━━━━━ RECORDS PROVIDED ━━━━━

PR #875, opened 2022-12-20
Expose enumeration of clusters to `ZKFailoutConfigProvider`.

jpstewart:
This assists higher level functions that need to gather data from all of the failout configs. It is left off the interface since the interface should support implementations which do not have a defined set of known clusters.

### DIFF
--- a/d2/src/main/java/com/linkedin/d2/balancer/clusterfailout/ZKFailoutConfigProvider.java
+++ b/d2/src/main/java/com/linkedin/d2/balancer/clusterfailout/ZKFailoutConfigProvider.java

━━━━━

• EXERCISE REQUIREMENTS
From the line that contains "Expose enumeration of" through the final line of the entries above, every line must be reproduced exactly and nothing more.

• REPLY
Expose enumeration of clusters to `ZKFailoutConfigProvider`.

jpstewart:
This assists higher level functions that need to gather data from all of the failout configs. It is left off the interface since the interface should support implementations which do not have a defined set of known clusters.

### DIFF
--- a/d2/src/main/java/com/linkedin/d2/balancer/clusterfailout/ZKFailoutConfigProvider.java
+++ b/d2/src/main/java/com/linkedin/d2/balancer/clusterfailout/ZKFailoutConfigProvider.java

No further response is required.